Remember learning about the 5 senses at a young age? The idea of having sensory experiences seems painfully obvious to us now as adults, but it must've been revolutionary at the time when we learned how everything we experience is dictated by a framework of senses detailing not what the experience is, but how it is perceived.
What's even more enlightening is realizing how these senses can (unconsciously) bring us back almost instantaneously to certain memories, specific instances, events where a particular sense was worth remembering. We often gloss over those sensory details during an experience, but somehow our brain can link these unconscious stimuli to current experiences.
When I see my elementary school, I remember simpler times of scampering around on the playground with friends. When I hear Led Zeppelin's "Stairway to Heaven," I'm reminded of the time I listened to that legendary song on a bus with a teammate after a cross-country race.

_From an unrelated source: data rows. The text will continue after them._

PR #126, opened 2022-07-08
Implement merge_domaindata() on Zeek domain to support parallel builds

### LINKED ISSUE #122: Figure out how to make zeek-docs builds run in parallel
It's possible to pass a `-j` argument to `sphinx-build` to make it run tasks in parallel similar to `make`. There's some issues  that crop up with our reader and writer for Zeekygen when we do this though. It'd be good to sort through those issues though since our docs builds take a really long time, and it slows down development quite a bit.

awelzel:
Only the resulting environment.pickle file appears different.

    $ diff -ru ./single-proc-html/ ./build/html/
    Binary files ./single-proc-html/.doctrees/environment.pickle and
    ./build/html/.doctrees/environment.pickle differ
    $

I am not quite sure incremental updates will work right,
but this may be a start.

Changes build time locally from 8m 40s to 2m 50s.

Closes #122, maybe.


awelzel:
@timwoj - this doesn't seem to have much of an effect on the github action timings. Do you see a difference in runtime locally?

timwoj:
On macOS I get the following warning. It's maybe 5 seconds faster on your branch, but that's probably just that it had cached part of it in RAM on the second run.

> For security reason, parallel mode is disabled on macOS and python3.8 and above. For more details, please read https://github.com/sphinx-doc/sphinx/issues/6803

On Linux, it's wildly faster. `master` took 423 seconds and your branch took 122 seconds. That's with 8 CPUs though. If I force it down to 2 CPUs similar to how it is on GitHub, it takes 448 seconds.

awelzel:
The OSX piece is sad. It seems to have been fixed with Sphinx 4.4 though:

https://github.com/sphinx-doc/sphinx/issues/6881#issuecomment-1007952881

> On Linux, it's wildly faster. master took 423 seconds and your branch took 122 seconds. That's with 8 CPUs though. If I force it down to 2 CPUs similar to how it is on GitHub, it takes 448 seconds.

Yep, it doesn't seem `-j` scales quite as nice as maybe expected.

I wonder if caching the build dir could be an alternative, but not sure how safe/reliable that works.

timwoj:
I installed a newer version of sphinx into a virtualenv on macOS here and can confirm that it seems they fixed parallel builds on here now. This is what I have in requirements.txt now:

```
#jinja2<3.1
#pygments>=2.12.0
#docutils==0.16
sphinx_rtd_theme==1.0.0
Sphinx==5.0.2
GitPython==3.1.27
```

`docutils` didn't get installed at all. jinja2 3.1.2 and pygments 2.12.0 got automatically installed. It seems that the newer version of Sphinx also fixed whatever conflict they were having with the newer version of jinja2. I was also able to bump the sphinx_rtd_theme package up to the latest version.

awelzel:
After writing some documentation and building it quite regularly and being annoyed about the lengthy process, I included the version updates and cleaned up the `-j` passing a bit in the Makefile. Otherwise no changes. I skimmed the produced docs and they seemed okay.

> docutils didn't get installed at all

It installed for me as `0.17.1`, so I kept that in the requirements.txt.

Should we merge this and see if something breaks? :man_shrugging:

timwoj:
Sounds good to me.

Makefile
```diff
@@ -11,7 +13,7 @@ clean:
 	rm -rf build/html
 
 html: builddir
-	sphinx-build -b html $(SPHINXOPTS) . ./build/html
+	sphinx-build -j $(NUMJOBS) -b html $(SPHINXOPTS) . ./build/html
```
timwoj, line 16: It looks like as of sphinx 1.7 you can just pass `-j auto` and it'll figure it out for you: https://www.sphinx-doc.org/en/master/man/sphinx-build.html#cmdoption-sphinx-build-j

awelzel: Ah, thanks. I did use `NUMJOBS=4 make` or so a few times locally to leave some cycles for the rest of the system, but can achieve that in other ways, too. Let me squelch it with a separate commit and if we want to have it back can revert it.

timwoj: In that case, maybe do `NUMJOBS ?= "auto"`. Then it could use the variable if you've set it.

timwoj (approved):
We can look at the RTD thing separately/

What we don't often consider, though, is how the other three senses achieve the same nostalgic effect. For as much as sight and hearing are the dominant senses that we're aware of, taste, smell, and touch are sometimes more powerful in reminding us of prior events. After a few weeks, I've gotten used to eating in a dining hall for most of my meals. There's a fairly wide variety of options to choose from, and every now and then I'm surprised by some of the more flavorful special options the dining halls cook. It's rarely a home run and can often taste bland, but dining hall food gets the job done.
This acceptance is thrown out of my tiny dorm window the minute I pop open something my Mom cooked and brought over. You know that scene in Ratatouille when Anton Ego, the food critic who's portrayed as cold and unemotional, eats the rats' signature meal and sheds a tear as he flashes back to his childhood when he ate the same meal cooked by his mother? I experience a downplayed version of that scene every time I eat Indian food. Growing up in an Indian household, I was spoiled with all the savory smells of Gujarati cuisine. There's a cabinet back at home filled with exotic spices and grains from India, and I always loved it whenever my Mom asked me to grab some random cooking ingredient since I'd get to bask in the smells again. I never realized how much I took the India-smell for granted and how different that would be in college.
When I warm up Indian food in my dorm's microwave, smelling the seasoning in the shaak (essentially what most people call curry) takes me back to countless moments of sitting at the dinner table with my mom, my brother, and other aunts and uncles, staring at the simmering shaak while waiting for my Dad to get back from a late night at the store. Taking a bite of the rich vegetables cooked with just the right amount of spice and perhaps a little too much oil reminds me of how my brother and I would laugh and struggle to keep the food down when my Dad would tell funny stories about his day at work or of his childhood. Feeling the burning heat of the food feels like the many slaps on the hands I'd get as I was scolded for eating too quickly and not letting the food cool down. Each of these senses – smell, taste, and touch – aren't always the ones we think about or even use the most, but they are unconsciously making memories and sending us back to those very same moments.
But the senses also makes these memories seem the more distant, remote, and fleeting as they become fuzzier, less clear. They flag memories, but they don't allow you to replicate them; you can only remember the experience and never return to it. The process of remembering is never quite the same.
As much as I still enjoy Indian food, the feeling is tainted because the people I normally would enjoy the food with just aren't there. I'm normally sitting in my dorm, alone, late at night, with the pressures of social and academic obligations weighing down on me. When I feel heat now, there's nobody but myself to scold me when I eat scalding shaak. When I take a bite, there aren't any funny stories to share. And no matter how long I wait and smell the spices, Dad won't be back from the store.